While this may sound impossible, could somebody advice that anybody got suceess in finding job from India ? Suppose you got PR and then mention canada mobile number (Skype one) and a Canadian address. While recruiters call u, can u tell them to take initial telephonic and Skype interview [since you are in India] and after that once u land in Canada, give final interview

Any experiences or advise are most welcome 

Regards
Sumit


----------



## Auld Yin (Mar 10, 2009)

It soundshighly implausible,


----------



## sk2014 (Apr 7, 2014)

Just go to Canada with couple of months of savings. Apply for jobs once you go there, meanwhile do some part time or casual jobs to earn money till you get the job you are looking for.


----------



## colchar (Oct 25, 2011)

esumitkumar said:


> Hi All
> 
> While this may sound impossible, could somebody advice that anybody got suceess in finding job from India ? Suppose you got PR and then mention canada mobile number (Skype one) and a Canadian address.



So you are proposing that one should lie to a potential employer?


----------



## esumitkumar (Oct 30, 2009)

not lying but type of workaround how to find a job while in India ? I am just asking if anybody has tried this ?


----------



## WestCoastCanadianGirl (Mar 17, 2012)

Most Canadian employers would prefer to have a face to face interview as opposed to Skype. 

If you don't disclose that you are outside of Canada, they're going to know that something is up when your availability to interview isn't during Canadian business hours (Delhi is 9.5 hours ahead of Toronto/12.5 hours ahead of Vancouver). 

Also, potential employers are going to need to know that you have a work permit/permission to live and work in Canada (sponsoring a foreign worker is neither fast, easy, or inexpensive) and unless they're scouting for someone with highly specialised skills, it's highly _un_likely that they would go to the time and expense of short listing/hiring someone on spec when there are other staffing solutions available to them in Canada.


----------



## Auld Yin (Mar 10, 2009)

sk2014 said:


> Just go to Canada with couple of months of savings. Apply for jobs once you go there, meanwhile do some part time or casual jobs to earn money till you get the job you are looking for.
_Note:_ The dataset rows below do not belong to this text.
PR #12818, opened 2026-04-02
Add find widget to Positron Console

samclark2015:
Addresses #2136.

Adds text search functionality to the Positron Console via a find widget. Uses the CSS Custom Highlight API for non-destructive match highlighting over rendered console output. Supports case-sensitive, whole-word, and regex search modes with forward/backward navigation. The widget automatically refreshes highlights when new console output arrives.

https://github.com/user-attachments/assets/3db9d6c0-d60e-4c0e-88d6-c828fe77cbb0

#### New Features

- Added find/search functionality to the Positron Console (Cmd/Ctrl+F) with support for case-sensitive, whole-word, and regex modes (#2136)

#### Bug Fixes

- N/A

### QA Notes

@:console

1. Open the Positron Console with an active R or Python session
2. Generate some output (e.g. run `print("hello world")`)
3. Press Cmd+F (Mac) or Ctrl+F (Windows/Linux) to open the find widget
4. Search for text that appears in the output and verify matches are highlighted
5. Press Enter to navigate to previous match, Shift+Enter for next match
6. Toggle case-sensitive, whole-word, and regex modes and verify behavior
7. Press Escape to close the find widget and verify focus returns to the console input
8. Generate new output while the find widget is open and verify highlights update


src/vs/workbench/contrib/positronConsole/browser/positronConsole.contribution.ts
```diff
@@ -108,5 +113,91 @@ KeybindingsRegistry.registerCommandAndKeybindingRule({
...
+		getConsoleViewPane(accessor)?.findPrevious();
+	}
+} satisfies ICommandAndKeybindingRule);
+
+// Register command palette action for Console: Find.
+registerAction2(class extends Action2 {
+	constructor() {
+		super({
+			id: PositronConsoleFindCommandId.FindFocus,
+			title: localize2('positronConsole.focusFind', 'Console: Focus Find'),
```
dhruvisompura: Should we just call this `Console: Find` instead of `Console: Focus Find`?
```suggestion
			title: localize2('positronConsole.find', 'Console: Find'),
```

src/vs/workbench/contrib/positronConsole/browser/positronConsoleFindCommandIds.ts
```diff
@@ -0,0 +1,14 @@
+/*---------------------------------------------------------------------------------------------
+ *  Copyright (C) 2026 Posit Software, PBC. All rights reserved.
+ *  Licensed under the Elastic License 2.0. See LICENSE.txt for license information.
+ *--------------------------------------------------------------------------------------------*/
+
+export const enum PositronConsoleFindCommandId {
+	FindFocus = 'workbench.action.positronConsole.focusFind',
+	FindHide = 'workbench.action.positronConsole.hideFind',
```
dhruvisompura: We could make the enum value names for these two comamnds the same as the other ones for consistency:
```suggestion
	FindFocus = 'workbench.action.positronConsole.findFocus',
	FindHide = 'workbench.action.positronConsole.findHide',
```

dhruvisompura (commented):
Just did a first pass by pulling down the changes and I noticed that the keybindings for Select All (Cmd/Ctrl+A), Copy (Cmd/Ctrl+C), and Paste (Cmd/Ctrl+V) aren't working with the widget. If focus is on the widget and I press any of the keybindings, it targets the text in the console pane instead of the find widget.

src/vs/workbench/contrib/positronConsole/browser/positronConsoleView.tsx
```diff
@@ -274,13 +293,26 @@ export class PositronConsoleViewPane extends PositronViewPane implements IReactC
 			<PositronConsole reactComponentContainer={this} />
 		);
 
+		// Create and attach the find widget.
+		try {
+			this._findWidget = this._register(
+				this.instantiationService.createInstance(PositronConsoleFindWidget, this._positronConsoleContainer)
+			);
+			container.appendChild(this._findWidget.getDomNode());
```
dhruvisompura: A couple notes about appending the find widget to the console view container:

1. The find widget isn't responsive/resizing in the console if you have multiple tabs like it is in the terminal pane. I think the root cause is that the widget is appended to the pane body (container element) rather than the element for a console instance. I can see that `simpleFindWidget.css` has support for responsive sizing (it does `max-width: calc(100% - 28px - 28px - 8px);` calculation to figure out how wide it should be). This calculation doesn't seem to be working because its relative to the full console pane instead of the element for the console instance (i.e. you want to target the element from `<ConsoleInstance/>` component so you exclude `<ConsoleTabList/>`). In the terminal, the widget is appended directly to the terminal instance element so it works.

here's some videos of what I'm talking about:

**Console**

https://github.com/user-attachments/assets/195dacd4-dd0e-4aec-a4ef-9ac1831e938a

**Terminal** 

https://github.com/user-attachments/assets/35df8d15-5de3-4dd2-84c7-51cbe8d885d8

2. Attaching the find widget to the console view causes the find widget instance to carry across console instances if you have multiple tabs. You can't have a find widget instance per console instance which I don't think is right! We probably want each console instance to have its own find widget instance (which I think is what we do for every where else).

dhruvisompura (changes requested):

src/vs/workbench/contrib/positronConsole/browser/positronConsole.tsx
```diff
@@ -51,7 +51,11 @@ export const PositronConsole = (props: PropsWithChildren<PositronConsoleProps>)
 	return (
 		<PositronConsoleContextProvider {...props}>
 			<div className='positron-console'>
-				<ConsoleCore {...props} height={height} width={width} />
+				<ConsoleCore
+					height={height}
+					reactComponentContainer={props.reactComponentContainer}
+					width={width}
+				/>
```
dhruvisompura: Was this an unintentional change?

src/vs/workbench/contrib/positronConsole/browser/positronConsoleFind.css
```diff
@@ -3,17 +3,18 @@
...
 
-/* Make the pane body a positioning context for the find widget. */
-.pane-body:has(> .positron-console-container) {
-	position: relative;
+/* Keep the find widget pinned at the top of the scrollable console instance.
+	Use margin-left to right-align since sticky does not support right positioning. */
+.console-instance > .simple-find-part-wrapper {
+	position: sticky;
+	margin-left: auto;
+	z-index: 100;
```
dhruvisompura: Noticed that this selection now causes all consoles to have a ton of whitespace at the top above the text! 

Additional nit: the z-index value you provided isn't doing anything since its overridden by a more specific css selector the terminal pane is using to target the find widget. I think we'll need a more specific CSS selector for the `z-index` (and probably with the `!important` flag 😢 ) so we aren't depending on the one from the terminal pane. The z-index value being overridden by the terminal pane's selection is only a problem in the scenario where the value changes to something that causes the find widget to be layered below the console dom elements (very unlikely), but we should still address this!

I highlighted both things in the screenshot below.

Image

src/vs/workbench/contrib/positronConsole/browser/components/consoleInstance.tsx
```diff
@@ -62,6 +63,64 @@ export const ConsoleInstance = (props: ConsoleInstanceProps) => {
...
+	useEffect(() => {
+		if (!consoleInstanceRef.current) {
+			return;
+		}
+
+		const disposableStore = new DisposableStore();
+
+		const findWidget = disposableStore.add(
+			services.instantiationService.createInstance(PositronConsoleFindWidget)
+		);
```
dhruvisompura: So be creating the `PositronConsoleFindWidget` here, we are tying its lifecycle to this React component instead of to the `ConsoleInstance` object. This works because we never unmount the `<ConsoleInstance>` components ( we just hide them but don't throw them away), but if we ever changed that then we would be creating and destroying the find widget unnecessarily and wouldn't be able to maintain search state across mounts/unmounts. It's not really an issue right now but just an FYI.

IIRC, we tend to keep all of the find widget logic contained to a class and let that service layer own it. This approach is totally fine (and quite easy to understand) but if you do move it into `ConsoleInstance`, you won't need all of these events and event handlers! You may still need `findWidgetRef` to update the width, but everything else could live in the consoleInstance/consoleService layer.

dhruvisompura (changes requested):
We're getting close! I found a blocking CSS bug with these changes. I always see a big gap above the console text now (reserved space for the find widget) which we probably don't want. See https://github.com/posit-dev/positron/pull/12818#discussion_r3048469077

src/vs/workbench/contrib/positronConsole/browser/components/consoleInstance.tsx
samclark2015: Ah this is good to know! I had originally put it in the instance/service layer, but it felt wrong given that it's strictly UI. I'll see what it looks like there.

samclark2015:
This most recent push resolves these comments! It also simplifies & merges some changes to make the PR smaller.

src/vs/workbench/contrib/positronConsole/browser/positronConsoleFind.css
```diff
@@ -0,0 +1,35 @@
...
+	space (no whitespace when hidden or visible). margin-left right-aligns
+	since sticky does not support right positioning. */
+.console-core .console-instance > .simple-find-part-wrapper {
+	position: sticky;
+	top: 0;
+	margin-left: auto;
+	/* Override z-index set by terminal.css. */
+	z-index: 100 !important;
+	/* Out-of-flow so it doesn't take up space when visible, while staying sticky. */
+	height: 0;
```
dhruvisompura, line 19: Oh, so you will need to add `padding: 0` here too. The default `simpleFindWidget` css has 10px of padding which will mean this element takes up 10px even though height is 0 here. We had to do this in the notebook find widget as well.

Image

dhruvisompura (commented):
Had one last comment about a CSS change that is needed, but besides that this is working great!

src/vs/workbench/contrib/positronConsole/browser/positronConsoleFind.css
samclark2015: Think this is fixed!

dhruvisompura (approved):
Looks great! So exciting to have this feature 🎉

You can't just go to Canada.


----------



## colchar (Oct 25, 2011)

esumitkumar said:


> not lying but type of workaround how to find a job while in India ? I am just asking if anybody has tried this ?



Yes, it _*is*_ lying.

What is it with Indians proposing to lie or commit fraud to enter Canada on this forum over the last couple of days?


----------



## colchar (Oct 25, 2011)

sk2014 said:


> Just go to Canada with couple of months of savings. Apply for jobs once you go there, meanwhile do some part time or casual jobs to earn money till you get the job you are looking for.



One cannot just show up here and work, one must have the right to work here.


----------



## Auld Yin (Mar 10, 2009)

sk2014 said:


> Just go to Canada with couple of months of savings. Apply for jobs once you go there, meanwhile do some part time or casual jobs to earn money till you get the job you are looking for.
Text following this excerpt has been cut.